In our system, algorithms and protocols are highly symmetrical on a very abstract level.   
There are thread tasks with user-defined algorithms,  obviously there are network tasks with user-defined protocols.   
A user-defined algorithm requires the user to provide the algorithm procedure, and a user-defined protocol requires the user to provide the procedure of serialization and deserialization. You can see an introduction in [Simple client/server based on user-defined protocols](/tutorial-10-user_defined_protocol.md)   
For the user-defined algorithms and the user-defined protocols, both must be very pure .   
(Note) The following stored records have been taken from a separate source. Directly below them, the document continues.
PR #3949, opened 2025-06-08
Feature #27286: Add ColoredHashTSDFVolume support in rgbd module(CPU)

huiyu-mcse:
Introduced 'ColoredHashTSDFVolume', a new CPU-only volume type extending 'HashTSDFVolume' with color integration support. This feature enables reconstruction of colored 3D scenes using aligned depth and RGB images, while benefiting from the memory and performance advantages of hashed volumetric fusion.

Main contributions:
- New data structure to store both TSDF and RGB color information
- Extended raycasting and fetch functions to support color output

This enhancement follows the direction proposed in issue #25155 and addresses feature request #27286.

### DIFF
--- a/modules/rgbd/include/opencv2/rgbd/colored_kinfu.hpp
+++ b/modules/rgbd/include/opencv2/rgbd/colored_kinfu.hpp
@@ -75,9 +75,14 @@ struct CV_EXPORTS_W Params
     CV_WRAP static Ptr<Params> hashTSDFParams(bool isCoarse);
 
     /** @brief ColoredTSDF parameters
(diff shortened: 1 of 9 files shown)


savuor:
I'm for integrating this new functionality into 5.x first. Here are my pros:
* We already have ordinary TSDF with color support in 5.x, but buggy
* TSDF in 5.x has better test coverage and the tests require minimum change to support new TSDF classes
* The TSDF interface in 5.x was largely reworked, it's more uniform and among other things supports Python bindings

Cons are:
* This code is already written
* 5.x is not released yet

@asmorkalov what are your thoughts on this?

PR #3953, opened 2025-06-12
bgsegm: Enable __popcnt intrinsic for MSVC on ARM to fix LSBP test failure

pratham-mcw:
This PR enables use of the `__popcnt` intrinsic for ARM/ARM64 targets when building with MSVC. Previously, these targets(ARM/ARM64) were explicitly excluded using macro guards.

When building OpenCV on Windows on ARM64 with MSVC (cl.exe), the BackgroundSubtractor_LSBP.Accuracy test fails because the code falls into the else block using different bit counting method, which leads to incorrect results and causes the test to fail.

### DIFF
--- a/modules/bgsegm/src/bgfg_gsoc.cpp
+++ b/modules/bgsegm/src/bgfg_gsoc.cpp
@@ -70,7 +70,7 @@ const float LSBPtau = 0.05f;
 inline int LSBPDist32(unsigned n) {
 #if defined(__GNUC__) || defined(__clang__)
     return __builtin_popcount(n);
-#elif defined(_MSC_VER) && !(defined(_M_ARM) || defined(_M_ARM64))
+#elif defined(_MSC_VER)
     return __popcnt(n);
 #else
     // Taken from http://graphics.stanford.edu/~seander/bithacks.html#CountBitsSetParallel


asmorkalov:
I do not see __popcnt support for ARM in the Microsoft documentation: https://learn.microsoft.com/en-us/cpp/intrinsics/popcnt16-popcnt-popcnt64?view=msvc-170. It describes x86 specific.

Kumataro:
Hello, at Microsoft blog, Visual Studio 2022 v17.11 and later seems to support `__popcnt` family instructions for ARM64 platform (not ARM32).

See https://devblogs.microsoft.com/cppblog/msvc-backend-updates-in-visual-studio-2022-version-17-11/

> Support popcnt instructions, __popcnt, popcnt16, and popcnt64, thanks to our friends at ARM. 

To relax this macro guards for ARM64, We have to validate MSVC version.

asmorkalov:
ok, msvs version check should be added then

modules/bgsegm/src/bgfg_gsoc.cpp
```diff
@@ -70,7 +70,7 @@ const float LSBPtau = 0.05f;
 inline int LSBPDist32(unsigned n) {
 #if defined(__GNUC__) || defined(__clang__)
     return __builtin_popcount(n);
-#elif defined(_MSC_VER)
```
asmorkalov: Why "less" in `_MSC_VER < 1941`? Most probably it's a mistake.

asmorkalov (approved):

PR #3960, opened 2025-06-19
sfm: support ng-log

### LINKED ISSUE #3946: Move from glog to ng-log
https://github.com/google/glog?tab=readme-ov-file#google-logging-library -> https://github.com/ng-log/ng-log

glog is no longer maintained and was renamed to ng-log by the original developers.

opencv_contrib currently fails to build with ng-log.

Kumataro:
Close #3946 


Kumataro:
Next ng-log ver 0.9.0 will drop compativility to Google glog. So we have to support ng-log instead of it.

https://github.com/ng-log/ng-log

For example, an algorithm is just a conversion procedure from INPUT to OUPUT, and the algorithm does not know the existence of task, series, etc.   
The implementation of an HTTP protocol only cares about serialization and deserialization, and does not need to care about the task definition. Instead, the HTTP protocol is referred to in an http task.

# Composite features of thread tasks and network tasks

In this example, we use WFThreadTaskFactory to build a thread task. This is the simplest way to get a computing task, and it is sufficient in most cases.   
Similarly, you can simply define a server and a client with a user-defined protocol.   
However, in the previous example, we can use the algorithm factory to generate a parallel sorting task, which is obviously not possible with a routine.   
For a network task, such as a Kafka task, interactions with several machines may be required to get results, but it is completely transparent to users.   
Therefore, our tasks are composite. If you use our framework skillfully, you can design many composite components.